Return every line of the listing, exactly as it reads.

**SOURCE DATA:**
= Beginning of Section =
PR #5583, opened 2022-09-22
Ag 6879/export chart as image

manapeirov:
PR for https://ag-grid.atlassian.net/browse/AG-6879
= End of Section =
**ANSWER BOX:**
PR #5583, opened 2022-09-22
Ag 6879/export chart as image

manapeirov:
PR for https://ag-grid.atlassian.net/browse/AG-6879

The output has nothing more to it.